FAQ: Aggregate Functions - Having

This community-built FAQ covers the “Having” exercise from the lesson “Aggregate Functions”.

Paths and Courses
This exercise can be found in the following Codecademy content:

Web Development
Data Science

Learn SQL

FAQs on the exercise Having

Join the Discussion. Help a fellow learner on their journey.

Ask or answer a question about this exercise by clicking reply (reply) below!

Agree with a comment or answer? Like (like) to up-vote the contribution!

Need broader help or resources? Head here.

Looking for motivation to keep learning? Join our wider discussions.

Learn more about how to use this guide.

Found a bug? Report it!

Have a question about your account or billing? Reach out to our customer support team!
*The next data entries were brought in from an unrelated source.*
PR #1965, opened 2026-06-27
feat: derive org years dynamically from firstYear

### LINKED ISSUE #1951: feat: derive org `years` dynamically from firstYear instead of hardcoded value
## ✨ Feature Description

The `years` field on each org entry in `src/js/org.js` is a **hardcoded integer** that must be manually bumped every GSoC cycle. It should be **derived dynamically** from `firstYear` and the current (or latest-known) GSoC year, so the dataset never silently goes stale.

## 🤔 Problem It Solves

Today every org carries a hand-maintained `years` value, e.g.:

```js
{ name: "Apache Software Foundation", firstYear: 2016, years: 11, ... }
{ name: "Boa", firstYear: 2026, years: 1, ... }
{ name: "Git", firstYear: 2016, years: 11, ... }
```

This value is consumed by the recommendation engine in `src/js/recommender.js`:

```js
const years = org.years || 0;
if (years >= 10) { matchReasons.push(`GSoC Veteran (${years} years)`); }
if (years >= 5)  { ... }
```

Because `years` is static, it drifts the moment the calendar rolls over to a new cycle:

- An org with `firstYear: 2016, years: 11` was accurate for **2026** (2016→2026 = 11 cycles).
- In **2027** that same org participates in 12 cycles, but the badge still says *"GSoC Veteran (11 years)"* until every entry is edited by hand.
- Any org added late or skipped in a manual sweep keeps a wrong number indefinitely, so the "GSoC Veteran" / veteran-tier logic in `recommender.js` (lines 131–136) renders incorrect match reasons.

Anyone relying on the recommendation badge — prospective contributors comparing org tenure — sees a stale number with no signal that it is out of date.

## 💡 Proposed Solution

Derive `years` at read time from `firstYear` instead of storing it:

```js
// helper, e.g. in org.js or a small utils module
const LATEST_GSOC_YEAR = 2026; // single source of truth, bumped once per cycle
const participationYears = (org) => (org.firstYear ? LATEST_GSOC_YEAR - org.firstYear + 1 : 0);
```

Then replace `org.years` references (notably `recommender.js:131`) with the computed value, and drop the redundant `years` key from the dataset (or keep it as a deprecated fallback during migration).

A single `LATEST_GSOC_YEAR` constant replaces ~100+ per-org integers, so the annual update becomes a one-line change.

## 🔄 Alternatives Considered

- **Keep `years`, add a CI lint** that fails when `years !== currentYear - firstYear + 1`. This catches drift but still requires editing every entry each year — more churn than deriving the value.
- **Fetch the current year from `new Date().getFullYear()`** at runtime. Rejected because GSoC is a fixed annual program — mid-cycle (Jan–Apr) the "latest" year should stay pinned to the last completed cycle, not roll over on Jan 1. A pinned constant matches the program's real cadence.

## ✅ Acceptance Criteria

- [ ] `years` is computed from `firstYear` + a single pinned "latest GSoC year" constant; the static `years` field is removed (or deprecated with a migration note).
- [ ] `recommender.js` "GSoC Veteran" badge logic uses the computed value.
- [ ] Existing tests in `tests/recommendation.test.js` still pass, with assertions updated to the computed values.
- [ ] No org entry renders a `years` value that is inconsistent with `firstYear`.
- [ ] A brief note added to the README or a code comment on how to bump the constant each cycle.

## 📋 Additional Context

- Consumption site: `src/js/recommender.js` lines 131–136.
- Data source: `src/js/org.js` (the `ORGS` array); related generated stats live under `data/` (`data/org-stats.json`, `data/last-updated.json`).
- Scope is intentionally small: one helper, one constant, update the recommender call site, and adjust tests — no UI changes.

## 🌱 Contributor Checklist

kashyapanshu3108-ops:
## Related Issue

Closes #1951

## Program

GSSoC 2026

## Summary

This PR removes the need to maintain hardcoded `years` values for every organization by deriving the participation years from `firstYear`.

### Changes made

- Added a single `LATEST_GSOC_YEAR` constant as the source of truth.
- Added a reusable `participationYears()` helper function.
- Removed hardcoded `years` values from `src/js/org.js`.
- Updated the recommendation logic to use the computed participation years for GSoC veteran badges.

## Why this change?

Previously, the `years` field had to be updated manually every GSoC cycle, which could easily become outdated.

By calculating participation years dynamically from `firstYear`, future maintenance becomes much simpler while keeping the displayed experience consistent.

## Testing

- Verified that organization cards render correctly.
- Verified that search and filtering continue to work.
- Verified that the recommendation feature uses dynamically calculated participation years.
Screenshot 2026-06-27 115342
Screenshot 2026-06-27 115352

- [x] I have tested my changes locally.
- [x] I have followed the contribution guidelines.
- [x] This PR is linked to an existing issue.

<a href="https://cubic.dev/pr/S3DFX-CYBER/GSoC-Org-Finder-/pull/1965?utm_source=github" target="_blank" rel="noopener noreferrer" data-no-image-dialog="true"><picture><source media="(prefers-color-scheme: dark)" srcset="https://www.cubic.dev/buttons/review-in-cubic-dark.svg"><source media="(prefers-color-scheme: light)" srcset="https://www.cubic.dev/buttons/review-in-cubic-light.svg">Review in cubic</picture></a>


kashyapanshu3108-ops:
The proposed solution derives participation years from firstYear, but the dataset contains organizations that skipped some GSoC cycles. Would you prefer keeping an explicit participation count for those cases, or maintaining a participation history instead?

S3DFX-CYBER:
@kashyapanshu3108-ops tests are failing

None of the above? Find out where to ask other questions here!

Hi,
How come we use * with clause COUNT to count number of apps at each price point. I thought we need to use COUNT(id ) or COUNT(name)? Don’t we use * to include everything? Thank you

2 Likes

I had a similar questions. I am not understanding why HAVING COUNT(*) > 10… Infact I used HAVING COUNT(price) > 10 and the task was checked off as if done correctly. It was not until I looked at the hint that I realized I had done the query ‘wrong’ (even though the task was ‘completed’ when I used HAVING COUNT(price) > 10)

1 Like

Same here. Would still love an answer if anyone has it?
Thanks.

1 Like

The difference between the COUNT (*) function and COUNT (column name | expression) is that the second one (like the other aggregate functions) does not take into account NULL values ​​in the calculation.

3 Likes

I had this same question, after coming here and not finding an answer I played around with the code a bit and it helped me understand more.
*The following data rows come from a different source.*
PR #1990, opened 2026-07-01
fix(perf): debounce search input to prevent excessive filter re-renders

### LINKED ISSUE #1970: [PERFORMANCE] Search input triggers filter on every keystroke without debouncing

anshul23102:
## Description

The organization search input and mentor search input triggered a full filter/render operation on every single keystroke without debouncing, causing 15+ synchronous filter operations when typing a typical search query, resulting in UI sluggishness and unnecessary DOM thrashing.

## Root Cause

The `input` event listeners for `searchInput` and `mentorSearchInput` called `applyFilters` / `renderMentorFinder` directly with no debounce wrapper.

## Fix

- Added a small `debounce(fn, delay)` utility function.
- Wrapped the `searchInput` listener (and the synced `hero-search` input) with a 300ms debounced call to `applyFilters`.
- Wrapped the `mentorSearchInput` listener with a 300ms debounced call to `renderMentorFinder`.

## Testing

- Verified with `node --check` that the modified file has valid syntax.
- Manually confirmed typing in the search box no longer triggers a filter operation on every keystroke; filtering now runs only after a brief pause in typing.
- No change to filter behavior/output, only to timing of invocation.

Fixes #1970

<a href="https://cubic.dev/pr/S3DFX-CYBER/GSoC-Org-Finder-/pull/1990?utm_source=github" target="_blank" rel="noopener noreferrer" data-no-image-dialog="true"><picture><source media="(prefers-color-scheme: dark)" srcset="https://www.cubic.dev/buttons/review-in-cubic-dark.svg"><source media="(prefers-color-scheme: light)" srcset="https://www.cubic.dev/buttons/review-in-cubic-light.svg">Review in cubic</picture></a>

### DIFF
--- a/src/js/app.js
+++ b/src/js/app.js
@@ -49,6 +49,22 @@ const CATEGORY_META = {
   other: { className: 'bg-zinc-100 text-zinc-600', label: 'Other' },
 };
 
+// ══════════════════════════════════════════════
+// UTILITY FUNCTIONS
+// ══════════════════════════════════════════════
+/**
+ * Returns a debounced version of fn that delays invoking it until after
+ * `delay` ms have elapsed since the last call. Prevents excessive filter
+ * re-renders on every keystroke in search inputs.
+ */
+function debounce(fn, delay) {
+  let timer;
+  return function (...args) {
+    clearTimeout(timer);
+    timer = setTimeout(() => fn.apply(this, args), delay);
+  };
+}
+
 const LANGUAGE_ALIASES = {
   'python': ['python'],
   'javascript': ['javascript', 'js'],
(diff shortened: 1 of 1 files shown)


anshul23102:
Hi @S3DFX-CYBER, following up on this PR - it addresses the search debounce issue (#1970) and has been open for a while awaiting review. Could you please take a look when you get a chance, and apply the appropriate GSoC labels if it looks good? Thanks for your time.

S3DFX-CYBER (changes requested):
This adds a debounce utility to `src/js/app.js` and wires it to the search input and mentor search input with a 300ms delay. The implementation is correct — `clearTimeout` before each call, `fn.apply(this, args)` preserves context. But this is a duplicate of #1984, which is the same feature by the same author.

Close this one and keep #1984 — it has a linked issue and uses 250ms which is a better debounce delay for search. Or close #1984 and keep this one, but pick one. Having both open just creates merge conflicts.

Anyone else having this same issue I’d recommend running the code with just

SELECT price, ROUND(AVG(downloads)), COUNT (*)
FROM fake_apps;

and seeing what the “count” function is doing.

So when you run

SELECT price, 
   ROUND(AVG(downloads)),
   COUNT(*)
FROM fake_apps
GROUP BY price
HAVING COUNT(*) > 10;

Basically you’re saying, select these rows and count them, then group them by price, for the ones that have more than 10 rows in their group.
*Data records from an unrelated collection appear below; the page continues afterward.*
PR #1996, opened 2026-07-05
feat: add dedicated contributing webpage

MUKUL-PRASAD-SIGH:
## Summary
- add a dedicated contributing page for the site
- route the footer contribution link to the new page
- add a regression test for the new page

## Testing
- npm test

<a href="https://cubic.dev/pr/S3DFX-CYBER/GSoC-Org-Finder-/pull/1996?utm_source=github" target="_blank" rel="noopener noreferrer" data-no-image-dialog="true"><picture><source media="(prefers-color-scheme: dark)" srcset="https://www.cubic.dev/buttons/review-in-cubic-dark.svg"><source media="(prefers-color-scheme: light)" srcset="https://www.cubic.dev/buttons/review-in-cubic-light.svg">Review in cubic</picture></a>

### DIFF
--- a/src/components/footer.html
+++ b/src/components/footer.html
@@ -37,7 +37,7 @@
           <span class="material-symbols-outlined text-base">menu_book</span> Resources
         </a>
         <a class="footer-link text-sm text-zinc-600 hover:text-primary dark:text-zinc-300 dark:hover:text-primary transition-all flex items-center gap-1.5"
-          href="https://github.com/S3DFX-CYBER/GSoC-Org-Finder-/blob/main/CONTRIBUTING.md">
+          href="contributing.html">
           <span class="material-symbols-outlined text-base">volunteer_activism</span> Contributing
         </a>
         <a class="footer-link text-sm text-zinc-600 hover:text-primary dark:text-zinc-300 dark:hover:text-primary transition-all flex items-center gap-1.5"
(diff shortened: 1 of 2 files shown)


KumarNirupam1 (changes requested):
kindly address all the bot suggestions

TarunyaProgrammer (changes requested):
Thanks for the contribution. I found a few issues that should be addressed before this can be merged:

* `contributing.html` is referenced by both the footer and `vercel.json`, but the file is missing, so the new page currently results in a 404.
* The footer should link to the routed path (`/contributing`) instead of the relative path (`contributing.html`) to avoid incorrect resolution on nested routes.
* If this page is intended to work offline, `contributing.html` should also be added to the service worker's `CRITICAL_ASSETS` list.

Once these are fixed, the feature should work as intended.

KumarNirupam1 (changes requested):
thanks for the contribution! The idea of moving the contributing guide onto a dedicated page is a nice improvement, but I don't think this PR is ready to merge yet.

A few issues still need to be addressed:

The footer should link to the routed path (/contributing) instead of the relative path (contributing.html) to avoid incorrect resolution from nested routes.
Please ensure contributing.html is included in this PR. From the current diff, the page itself isn't present, which would result in a 404.
If the project's service worker pre-caches core pages, add the new contributing page to the pre-cache list so it also works offline.

Once these are addressed, the feature should be good to merge.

Sorry I can’t put it more succinctly lol but that’s what helped me!

1 Like

Why can’t we use where clause instead of having? in the example given, we can clearly get the condition by usnig where count(*) > 10;

Having is specifically for aggregate functions. Where, WHERE is for data points in just a regular old query

Why can’t I do column number in HAVING? Is it only in GROUP BY and ORDER BY?

SELECT price,
ROUND(AVG(downloads)),
COUNT(*)
FROM fake_apps

Then I do
HAVING 3 > 3?

It’s answered here: What's the difference between COUNT(1), COUNT(*), and COUNT(column_name)?

2 Likes

Would also like to know…

Hi, what is average downloads in this case? We have exact number of downloads for every specific price value and instance. Average of this number is this number. This doesn’t seem to make sense.
Thank you

 Select price, 
 
   Round(Avg(downloads)),
 
   COUNT(*)
 
 From fake_apps
 
 Group by price
 
Having count(price)>10;
1 Like

Is there any restrictions on column references in HAVING?

For example, instead of-

SELECT price,

ROUND(AVG(downloads)),

COUNT(*)

FROM fake_apps

GROUP BY price

HAVING COUNT(*) > 10;

why cant I use-

SELECT price,

ROUND(AVG(downloads)),

COUNT(*)

FROM fake_apps

GROUP BY price

HAVING 3 > 10;

1 Like

Hi
so this is the right code
select price, round (avg(downloads)), count (*)
from fake_apps
group by price
having count(*) > 10;

however, since the question was Add a HAVING clause to restrict the query to price points that have more than 10 apps.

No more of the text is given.